Re: Privacy review request for WCAG 2.1

> On Sep 29, 2017, at 12:55 , Nick Doty <npdoty@ischool.berkeley.edu> wrote:
> 
> We discussed the Timeouts criterion and privacy note on this week's Privacy Interest Group teleconference.
> 
>> Where data can be lost due to user inactivity, users are warned at the start of a process about the length of inactivity that generates the timeout, unless the data is preserved for a minimum of 24 hours of user inactivity.
>> 
>> Note
>> Privacy regulations may require explicit user consent before user identification has been authenticated and before user data is preserved. In cases where the user is a minor, explicit consent may not be solicited in most jurisdictions. Consultation with privacy professionals and legal counsel is advised when considering data preservation as an approach to satisfy this success criterion.
> 
> It wasn't clear to me that this level of detail regarding privacy and legal compliance in different jurisdictions is helpful or indicated. Explicit consent for user identification seems to be irrelevant. I don't know that minors can't give consent to entering data into a web form or having it stay in their browser.
> 
> Noting that there may be a privacy tension to retention (either client-side or server-side) of entered data does seem valuable. There are privacy impacts both from a site retaining data that a user didn't intend and from client-side retention which might allow a subsequent user of the device to see entered information. (Related concerns regarding security were discussed in the development of the success criterion.) Whether these notes are necessary in the Success Criterion or in the Understanding document wasn't clear to us; it seems like https://www.w3.org/WAI/WCAG21/Understanding/21/timeouts.html has not currently been completed.
> 
> If other public-privacy folks have comments, we can collect them here and send along to the official AGWG address. Deadline noted below is 10 October.
> 

This seems to be a little confused. I think (but cannot be sure) that the scenario might be forms-based pages that timeout (and return to some notional ‘entry’ page) or auto-refresh, and would lose the user-entered data if ‘submit’ has not happened.

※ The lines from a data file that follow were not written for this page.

PR #616, opened 2021-07-05
CCS-4453 - Improvement on existing code

rednitish:
Added support for providing environment as argument to help testers/devs have it working on other environments.

Added print usages instructions for better understanding of script.

### DIFF
--- a/scripts/populateDrupalCache.py
+++ b/scripts/populateDrupalCache.py
@@ -22,13 +22,19 @@ env = dict({
             'https://pantheon.corp.dev.redhat.com/api/sitemap/module.sitemap.xml'
         ]})
 
-headers = {'user-agent': 'Mozilla/5.0 (Macintosh; Intel Mac OS X 10_11_5) AppleWebKit/537.36 (KHTML, like Gecko) Chrome/50.0.2661.102 Safari/537.36'}
+proxies = {}
 
 def gather_urls(user_input):
     urls = []
     sitemaps = env.get(user_input)
+    if sitemaps is None:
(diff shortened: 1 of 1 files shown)


scripts/populateDrupalCache.py
```diff
@@ -2,16 +2,33 @@
...
+            'https://pantheon.corp.stage.redhat.com/api/sitemap/assembly.sitemap.xml',
+            'https://pantheon.corp.stage.redhat.com/api/sitemap/module.sitemap.xml'
+        ],
+        "dev" : [
+            'https://pantheon.corp.dev.redhat.com/api/sitemap/assembly.sitemap.xml',
+            'https://pantheon.corp.dev.redhat.com/api/sitemap/module.sitemap.xml'
+        ]})
 
-def gather_urls():
+headers = {'user-agent': 'Mozilla/5.0 (Macintosh; Intel Mac OS X 10_11_5) AppleWebKit/537.36 (KHTML, like Gecko) Chrome/50.0.2661.102 Safari/537.36'}
```
aprajshekhar, line 25: Query: Do we need headers?

aprajshekhar:
LGTM. Just one query.

scripts/populateDrupalCache.py
rednitish: @aprajshekhar It is not helping us, i kept to to get rid off forbidden 403. But on preprod, we are still getting it. So we can remove it.

aprajshekhar (approved):
LGTM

Since there are plenty of forms-based pages that don’t do this, and will keep the data essentially indefinitely (albeit transiently) in the browser-state as long as the user doesn’t leave the page, the whole question of whether minors (or anyone) needs to ‘consent’ to such seems a red herring.

WCAG seems to be asking for a warning “you’ll need to complete this form and press submit in less than 20 seconds or your input will be lost”. If WCAG were also asking for an affordance or option “please keep my partially-filled data on the server so I can come back to it (e.g. after a timeout)” there *might* be a question of retention, but even that presumes that the data is personal and privacy related. But WCAG doesn’t even mention, let alone recommend, such an option.

I have a hard time seeing the privacy warning here as relevant. But maybe I misunderstand.


David Singer
Manager, Software Standards, Apple Inc.